:: Your assignment ::
Count the lines below that hold the word "KatieLo" and say how many, with no other text.

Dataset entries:
PR #61, opened 2017-07-20
Fetch user data for `app-sidebar` 🎉 

hamstu:
This PR does user data fetching for the sidebar.

👉 **Important:** Currently returning a fake avatar image until we update the Buffer API to return avatars by default.

### Staging Deployment
👀  https://task-app-sidebar-fetch-data.publish.buffer.com


packages/server/rpc/utils/parseUser.js
```diff
@@ -0,0 +1,6 @@
+module.exports = userData => ({
+  id: userData.id,
+  email: userData.email,
+  avatar: 'https://pbs.twimg.com/profile_images/847849987841167360/WEVTxvUA_400x400.jpg', // userData.avatar,
+  /* TODO: Return the actual `avatar` once the API is doing that. */
```
hamstu: This is where we'll need to tweak once avatar's are working in the API.

alvarezmelissa87:
🎉

PR #64, opened 2017-07-24
Patch/inputtime

stevemdixon:
This PR patches InputTime to take a `displayTimeColon` prop so that we can achieve the design set out for our new Posting Schedule setting. 👍 

### Staging Deployment


KatieLo:
Hmm, I don't think I'm following why these changes need to be merged into the publish repo. @stevemdixon what did you have in mind here? I might be missing some context here. 

From my understanding, we're updating the inputtime component for the new schedule tab on current buffer-web, so I'm not following why this change is here in the new dashboard?

hamstu:
(_Also posted this in Slack_)
Hey @stevemdixon! Sorry you've been blocked on this. I've added a commit to your PR that I think might fix things. Those errors you posted are actually just warnings and don't fail the build (though we _do_ need to fix them, :sweat_smile:), the actual failure in your build happened because a test snapshot was not updated. By changing the `InputTime` you caused the snapshot for the `settings` package buffer-publish to be out-of-date, and that has to be updated manually.

stevemdixon:
Hey, @KatieLo & @hamstu! I'm super sorry for any confusion I've caused here. 😓  I saw that our buffer-components repo has been moved to a package of buffer-publish and thought that any changes we might need to make to our components might need to be in https://github.com/bufferapp/buffer-publish/tree/master/packages/components. I initially did all of my work in the buffer-components repo but ran into some permission issues with that and saw that that might be the case with that repo not having any updates in a while.

Thanks for helping fix that one up, @hamstu!

stevemdixon:
Hey, @KatieLo & @hamstu! I had a conversation with @hharnisc yesterday in Slack and it feels that buffer-publish is where we'll be making any component updates and also where we'll be adding any new components, too. We'll no longer be using the buffer-components repo to make any further changes to components. 👍 

The changes I needed to make here were part of InputTime, which is a component with buffer-components (or now buffer-publish/tree/master/packages/components), which is what we import and use in the ScheduleTableCell component in our buffer-web-components repo. For extra context and clarity, our Posting Schedule uses components from both of these repos, so that's why the changes were initially made in this repo versus the buffer-components repo.

I hope that clears a few things up! Meanwhile, I'll go ahead and close this PR as @hharnisc has hopped on to this in his PR here: https://github.com/bufferapp/buffer-publish/pull/75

:: Response ::
3